→ **Problem details**: Copy every line in the listing that contains "references".

→ **Dataset records**:
Issue #301, opened 2021-12-14
No detection of log4j repackaged inside shaded jar


natrem:
The efficiency of checksum comparison has one downside: it does not find tools that repackage log4j.

For instance Elastic java agent version 1.28.0 is vulnerable (See [announcement here](https://discuss.elastic.co/t/apache-log4j2-remote-code-execution-rce-vulnerability-cve-2021-44228-esa-2021-31/291476)) but not detected.
From what I found out the [1.28.0 agent](https://github.com/elastic/apm-agent-java/releases/v1.28.0/) repackages log4j and changes the packages which results in a new class.

Do you think this class and similar ones should be added to the checksum list? IMO it serves the purpose of the tool (great job BTW)

natrem:
Note that a possible improvement would be to add an external hash table file to add custom checks;
I started modifying the tool for some usage and I can dig this topic if you're open to it.

factoidforrest:
Ah, great catch.  We were worried about anything that would change the hash.  If you have aleady started modifying the tool, we would love a PR that improves it.  It would be great if it could read a custom file like  --custom-hash-file file

rgmz:
I've checked with a few vendor SCA tools and they all get tripped up by this. I'm not sure if there's a foolproof method to scan repackaged/uber jars beyond searching for the presence of the JndiLookup file.

factoidforrest:
We were thinking it might be possible to use Java's class and method parsers to find vulnerable Log4j.  It would be a more heuristic approach to detecting the issue and it could come with its own problems. 

For now, if you discover any more vulnerable hashes in common packages(like the above apm-agent-java) please PR them in.

natrem:
With jar shadowing - as is the case with Elastic APM - even the package is changed so you must consider all classes named *JndiLookup* (and a few others present in your hash table).
I'll propose the APM addition when I get all impacted versions.

PR #319, opened 2021-12-15
Scan library before browsing it and detect Elastic APM

natrem:
- add Elastic APM hashes
- scan the cksum256 of an archive before diving into it. 
 
Spotting a known archive avoids reading its content. In the case of APM the lib is usually present on the server rather than embedded within the binary (such as a spring-boot app).

This relies on the existing function but may not be placed where you'd prefer it.

I perform local test on all versions but did not impact the ``test.sh`` script

This addresses my usage for #301


freeqaz:
Thanks for the PR @natrem! I'm way too tired to review this right now (or fix the tests that are failing because of missing secrets), but we'll be back tomorrow to take a look at this. See you on the other side :)

freeqaz (approved):
Alright, I have returned. This looks good to me, and I'll go ahead with landing this now!

factoidforrest:
We will have a release going out in the next couple hours probably

PR #1, opened 2020-05-26
Re-implement CI with GitHub actions

jrozner:


.github/workflows/ci.yaml
```diff
@@ -0,0 +1,33 @@
...
+
+  build:
+    name: Build
+    runs-on: ubuntu-latest
+    steps:
+
+    - name: Set up Go 1.x
+      uses: actions/setup-go@v2
+      with:
+        go-version: ^1.13
```
JoelAtDeluxe, line 19: Internally, the go code is set at 1.12. I was actually wondering if we should update. Thoughts?

jrozner: Ya, I think it makes sense. I've been going through the actions documentation and this is just a template to start with. Working on getting everything migrated over and can take care of that as well. In terms of Go support they're pretty good about maintaining backwards compatibility but I'm find with testing and officially supporting whatever the current stable is.

PR #3, opened 2020-06-04
Add archive-viewer frontend build target

alexdavid:
Based on #2 

This PR adds a frontend build target for the local archive viewer to `backend/archive_templates` where @JoelAtDeluxe's work will pick it up and bundle it up in the zip for archival.

PR #6, opened 2020-06-08
Allow backend to export operations to file

JoelAtDeluxe:
This PR provides a mechanism to export an operation to a zip file. The file is placed in a new archive content store, and can be reviewed by retrieving the export from the archive content store,  and then opening the archive viewer on a user's computer. This is a continuation of PRs #2  and #3. 

## UI Changes

* A new option to export an operation has been added to the administrator's operation list.
* Clicking this button queues an export with the database. 
* Only one export can be enqueued at a time. This is enforced on the frontend by disabling the archive button for any pending archives. (the backend has it's own mechanism for enforcing a single enqueued export)
* Once an export has been started, it can be re-archived, and the frontend button will be re-enabled. Note: If a user simply waits on this page, the button will not re-enable. A page refresh is required. 

## Backend Changes

* A new "Archive" data store has been introduced. This can be the same data store that is used for evidence, however, it has been separated to allow for easier review of archives (so that they are not interspersed with random evidence).
* A new export processor has been added, and enabled on the dev web server. The processor checks the database exports queue, and once at least one item is in the queue, it will, sequentially, start generating exports, writing them (mostly) directly to the content store.
* Content stores have been updated to allow uploading a file with a specific name, to enable exports
* The backend enforces a single enqueued export by checking for the existence of a record (matching operation id and operation status). Should it find a match, the insert will fail. Otherwise, the insert succeeds, ensuring we always have 0 or 1 enqueued records for the (operation_id, "pending" status id ) tuple

## Notes

* The exporter should allow for concurrent exports over multiple processes. The processor will perform row-locking to ensure that only one processor can claim an export at a time. In the dev webserver, only a single processor exists.
* For production purposes, there is currently no way to export. We need to decide if one instance of Web equates to one instance of the exporter (as is done on the dev server), or if the exporter needs another main file, as with the api server. 
* While most files are streamed from the normal/evidence content store directly to the archive content store, terminal recordings, due to their format, need to be handled specially. These will be read completely from the evidence store, then sanitized (converted into a single, long json string), then written out. As such, the memory requires for the processor grow to include the size of the biggest terminal recording, plus a bit more.
* This solution is mysql specific, and requires innodb to provide the row-level locks.

### DIFF
--- a/backend/processors/export_operation_internal_test.go
+++ b/backend/processors/export_operation_internal_test.go
@@ -8,6 +8,7 @@ import (
 	"encoding/json"
 	"errors"
 	"io"
+	"io/ioutil"
 	"testing"
 
 	"github.com/jonboulle/clockwork"
@@ -66,6 +67,20 @@ func TestCopyStreamToZip(t *testing.T) {
 	require.NoError(t, err)
 	require.Equal(t, filename, creator.StreamName)
 	require.Equal(t, content, creator.Stream.String())
+}
+
+func TestCopyFileToZip(t *testing.T) {
+	creator := newSimpleCreator()
+	src := "export_processor.go"
+	dst := "result_file.go"
+
+	data, err := ioutil.ReadFile(src)
+	require.NoError(t, err)
+
+	err = copyFileToZip(&creator, src, dst)
+	require.NoError(t, err)
+	require.Equal(t, dst, creator.StreamName)
+	require.Equal(t, data, []byte(creator.Stream.String()))
 }
 
 func TestCopyContentStoreFile(t *testing.T) {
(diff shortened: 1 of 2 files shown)


alexdavid:
For debugging locally you can run the following to see a list of exported archives:
```
$ docker-compose exec backend sh -c 'ls /tmp/contentstore/*.zip'
```
And then "download" one:
```
$ docker cp $(docker-compose ps -q backend):/tmp/contentstore/{zip-file-name}.zip .
```
Alternatively you can check `/var/lib/docker/volumes` on linux, however I don't think this is exposed on macos

JoelAtDeluxe:
Additionally, you'll want to generate the necessary assets make the asset viewer work. You can do this via:
`cd frontend && npm run build-archive-viewer`

PR #9, opened 2020-06-18
Revert data source changes

jrozner:
This reverts a commit that was made before the project was squashed and
open sourced removing the concept of data sources due to changing
requirements in an effort to simply the code. A significant amount of
the work to support operation archive has already been completed and we
can keep it around in a branch, with a rever of this commit, as the base
in case we decide to pick up the feature again.


backend/dtos/dtos.go
```diff
@@ -51,10 +51,7 @@ type Operation struct {
 }
 
 type Query struct {
-	ID    int64  `json:"id"`
-	Name  string `json:"name"`
-	Query string `json:"query"`
-	Type  string `json:"type"`
+	ID int64 `json:"id"`
```
JoelAtDeluxe, line 54: I think this change is unrelated to data source change. This is simply returning more data, which it looks like the front end uses

JoelAtDeluxe: Yes, that's right. If you look at list_queries_for_operation, it defines this struct:
```go
type QueriesForOperationOutput struct {
	ID    int64  `db:"id" json:"id"`
	Name  string `db:"name" json:"name"`
	Query string `db:"query" json:"query"`
	Type  string `db:"type" json:"type"`
}
```
This is effectively the same data dtos.Query is providing. I think this change was made because we wanted all return types to live in the dtos package, rather than creating one off instances inside the individual services.

frontend/src/pages/operation_show/finding_modals/index.tsx
```diff
@@ -41,6 +41,7 @@ export const CreateFindingModal = (props: {
     onSuccess: () => props.onRequestClose(),
     handleSubmit: async () => {
       const finding = await createFinding({
+        occurredAt: new Date,
```
JoelAtDeluxe, line 44: this isn't used, which is probably why it was removed

jrozner:
Per discussion with @JoelAtDeluxe and @alexdavid we're going to keep this change in place. It provides the ability to mock services for the frontend to make testing business logic easier. An additional patch will be created against master that moves the dtos generation into webpack so that we can generate on each build rather than relying on what is checked in to be the correct version.

Issue #8, opened 2020-06-17
Move evidence between operations


jrozner:
Provide the ability to move evidence from one operation to another. This is not as straightforward as just changing the foreign key in the row because the associated tags are references to tags that exist in the operation and not globally. Based on the recently added work to allow tagging at creation time, we have two options:
1. Delete tags that exist then move the evidence over
2. Try to match referenced tags to existing ones in the other project or create new ones, if they don't exist, remove existing tag references, the move the evidence over.

I'm open to either currently.

JoelAtDeluxe:
Questions on the semantics here:
1. Is this sharing evidence, or moving, or either (meaning: are we implementing this because someone uploaded evidence to the wrong operation, or are we implementing this because two operations happen to need the same evidence... or both?)
2. (in case this is a proper move) What do we do if the evidence is paired with a finding? Do we disallow moves here, or do we remove this evidence from the finding? I'm not sure how viable trying to re-associate moved evidence with some pre-existing finding... unless that finding consists entirely of that single evidence.

Presumably all other data-oriented aspects are copied over, which should be pretty trivial.

JoelAtDeluxe:
With respect to mapping tags, I suppose we'd compare names, and if they were exact matches (maybe ignoring spacing and case) we'd re-associate the evidence with the "new" tag. I'm somewhat concerned that generating _actual_ new tags would create a kind of tag bloat, where you end up with two tags that are functionality identical, but technically separate. A guided process to re-map tags seems excessive to me, so I suppose I'd recommend we do the following with respect to re-tagging:

1. Get a list of associated tag names for the specific evidence
2. disassociate all tags from that evidence
3. Get a list of all tags for the "new" operation
4. For each tag, check if there's an approximate match.
   * If so: associate that tag with the moved evidence
   * If not: ignore that tag

This should help limit tag bloat, while allowing some reduced effort in migrating evidence.

JoelAtDeluxe:
Small recap from offline discussion:
1. For tags, we will try to match when tag names are close, and drop tags that are not close. Closeness metric is TBD, but likely something along the lines of mentioned above.
For tags that are not matched, we may opt to display what tags are being dropped, allowing users an easy to to re-add tags if they are missing.
2. For findings, we will drop evidence from the finding. It will be incumbent on the user migrating evidence to re-associate evidence with a finding in the new operation.

JoelAtDeluxe:
Addressed in PR #12

PR #12, opened 2020-06-23
Allow moving evidence between operations

JoelAtDeluxe:
# Move evidence between operations

This PR introduces the ability to migrate evidence from one operation to another, while attempting to keep as much tagging as possible. This is included as a solution for when users accidentally add evidence to the wrong operation.

Addresses Issue: #8 

### Who can use this

Users who have at least a write permission to both the source operation and the destination operation

### Back End Changes

* Adds two new endpoints: one to do a kind of pre-check of the migration, and one to do the actual moving.
* Adds two new types to describe the pre-check
* Everything else is in support of the frontend changes

### Front End Changes

* Restructures the timeline actions:
   * Not all actions can fit in the button group, so "extra actions" are now included the "Coy Permalink" button, and represented with a downward arrow. Clicking this presents a drop down menu with each "extra" action (similar to how the admin user table actions are used)
   * Added "move" as an extra action, and moved "Delete" into the extra actions
* Added a modal to preface the change, indicating what tags would be lost, as well as noting that this evidence will be dropped from all findings.
* After moving, user is redirected to the current page, refreshing the page.

## Meeting License Requirements

### DIFF
--- a/backend/dtos/gentypes/generate_typescript_types.go
+++ b/backend/dtos/gentypes/generate_typescript_types.go
@@ -30,6 +30,8 @@ func main() {
 	gen(dtos.UserOperationRole{})
 	gen(dtos.DetailedAuthenticationInfo{})
 	gen(dtos.SupportedAuthScheme{})
+	gen(dtos.TagPair{})
+	gen(dtos.TagDifference{})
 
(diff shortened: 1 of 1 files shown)


JoelAtDeluxe:
The above noted issue with this PR should now be fixed.

Issue #10, opened 2020-06-22
Add ability to remove operations


jrozner:
Provide the ability to remove existing operations

## Requirements
1. This action should remove all associated data with the operation: tags, findings, evidence, etc.
1. A new option should be added to the operation settings page to perform a deletion. This should require a confirmation (typing the operation name) in a modal and only be allowed by an operation admin. The modal should also warn that it is unsafe to redeploy a server during a delete operation

jrozner:
Implemented by #14

PR #14, opened 2020-06-24
Add ability to delete Operations

JoelAtDeluxe:
# Add operation-admins to delete their operations

Adds the ability for users to delete an operation and corresponding data. This will remove both database records as well as content store data.

Addresses Issue: #10 

### Who can use this

This is restricted to admins of the operation in question, as well as super admins, via the admin/operations list menu

### Back End Changes

* Adds a new service and endpoint to trigger the delete (this is a synchronous process, as it is expected that operations won't be sufficiently large to justify offloading this to a separate worker.)
* Updates the delete evidence endpoint to also delete content
* Works for all evidence types, including no-content evidence
* Adds some new test helpers

### Front End Changes

* Adds to the Operation settings a new Delete Operation button that kicks off the delete process
* Delete operation prompts the user with a simple challenge, as is done in the admin section (the requesting user will need to type in the operation slug to verify that they actually want to delete the operation)
* Returns the user to the list operations page upon successfully deleting an operation

## Meeting License Requirements

### DIFF
--- a/backend/services/seed_data_helpers_test.go
+++ b/backend/services/seed_data_helpers_test.go
@@ -33,7 +33,7 @@ var TinyImg []byte = []byte{
 	0x42, 0x60, 0x82,
 } // tiniest png https://github.com/mathiasbynens/small
 
-var TinyCodeblock []byte = []byte(`{"contentType": "codeblock", "contentSubtype": "python", "content": "print(\"Hello World!\")"}`)
+var TinyCodeblock []byte = []byte(`{"contentSubtype": "python", "content": "print(\"Hello World!\")"}`)
 
 var TinyTermRec []byte = []byte(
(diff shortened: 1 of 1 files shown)


JoelAtDeluxe:
Note that this solution does everything within the same request. This should be fine, as it's unlikely that remote deletes will take an excessive amount of time, however this could be revised to support huge operations as follows:

1. Upon starting delete, record all evidence and add this to a separate table in the database as a queue of keys to remove from the content store
2. Develop a worker that will read this queue and progressively remove items

The upside to this process is that delete operations should become much quicker, as it instead becomes about 10ish database queries, executed in a transaction. It also allows easy removal of orphaned files (though this really shouldn't be necessary). It should also allow us to remove the warning on redeployment, since it'll all be transaction based.
The downside is that another process handle this removal, and also that content would remain around longer. This could be done as a long running goroutine within the existing backend, or an entirely separate application that can be managed separately.

Issue #16, opened 2020-06-26
Admins do not 404 for operations they are not a member of


jrozner:
When a super admin force browses to an operation that they are not a member of they are able to load the page with a timeline though the media and left rail fails to load. From here they are able to interact with the operation and read content or force browse to the operation settings view where they can perform any action including adding themselves as a member with whatever permission is desired.

JoelAtDeluxe:
This is a side effect due to the way we implemented super admins being able to access an operation's settings page via the admin page. Essentially, we added in a check for permissions on a number of services. Roughly:

```python
if super_admin:
  allow
else:
  do_actual_permission_check()
```

I see 3 possible fixes right now (in reality, there could be more or fewer):

1. Remove the bypass above specifically for list evidence for operation. I'm not sure why this is there currently, and it may be required, but if not, we can achieve a kind of 404-lite experience (still able to view the page, but every sub-component renders a 404 error)
2. Add some kind of tag or indication on every request done via an admin that the admin bypass should be checked, which hopefully will prevent this situation, except when the admin specifically tries to do this.
3. Duplicate all of the endpoints to have admin versions and non-admin versions. 

There are potentially issues with each of these, so we may need to reconsider the whole feature. 

Two notes though: Currently, while super admins can view evidence (to a degree -- just tags and descriptions as far as I can tell), they cannot edit that evidence. Also admins should be able to view the settings page of any operation, per a previous request. How they get their is kind of up to them -- it's the same page regardless. Do we need two proper versions to prevent the above situation, knowing that super admins  have this ability anyway?

JoelAtDeluxe:
Regarding list evidence for operation:  This exists because this is the way we calculate how many pieces of evidence are tied to a particular tag: We get a list of all evidence, then do some typescript work to reduce that evidence into a count for each piece of evidence. I think we can revise this specific functionality to instead hit a different endpoint and have the backend do this work for us (either in Go, or hopefully in sql), and then removing the bypass on this service would be possible. This should actually make navigating to an existing, but non-accessible operation, look the same as a non-existing operation. 

However, as noted above, this would not affect settings, as the settings menu is specifically allowed to be accessed by super admins.

JoelAtDeluxe:
This is addressed in PR #28 

Note that this only affects manually browsing to the operation / evidence listing page. Super admins, by design, are still allowed to manually navigate to an operation settings page.

PR #28, opened 2020-07-15
Prevent super admins from looking at operations they do not belong to

JoelAtDeluxe:
This PR will generate a 404 response for super admins who try to manually navigate to operation for which they do not belong. 

Addresses Issue #16 

Background: 
Per the notes on Issue 16, the core problem is that listing evidence for an operation allows for an admin bypass. Super admins do not need to view evidence, they only need to view operation settings -- one facet of which is editing tags, and getting a usage count for each tag, which in tern got this data by listing all evidence for an operation. This PR removes that bypass for viewing evidence, and instead provides another mechanism to retrieve tag usage counts.

Details:
* Adds a new dto: TagWithUsage, which contains an `EvidenceCount` field which, appropriate, reflects the count of evidence using this tag
* Limits this dto response to just the listTagsForOperation. This is actually used in a handful of places, so some adjacent code has been introduced to convert this from a `dto.TagWithUsage` into a standard `dtos.Tag`
* Updates the frontend to know and use this new type, in addition to simplifying the logic to use the tag count when rendering the operation settings tag view.

### DIFF
--- a/backend/services/list_evidence_for_operation.go
+++ b/backend/services/list_evidence_for_operation.go
@@ -12,6 +12,7 @@ import (
 	"github.com/theparanoids/ashirt-server/backend/helpers"
 	"github.com/theparanoids/ashirt-server/backend/models"
 	"github.com/theparanoids/ashirt-server/backend/policy"
+	"github.com/theparanoids/ashirt-server/backend/server/middleware"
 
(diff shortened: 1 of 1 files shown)


jrozner:
Changes look good. Not sure whether this is more or less intuitive but I'm not as confused as I was when we first saw this.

→ **Response to this task**:
Provide the ability to move evidence from one operation to another. This is not as straightforward as just changing the foreign key in the row because the associated tags are references to tags that exist in the operation and not globally. Based on the recently added work to allow tagging at creation time, we have two options:
2. Try to match referenced tags to existing ones in the other project or create new ones, if they don't exist, remove existing tag references, the move the evidence over.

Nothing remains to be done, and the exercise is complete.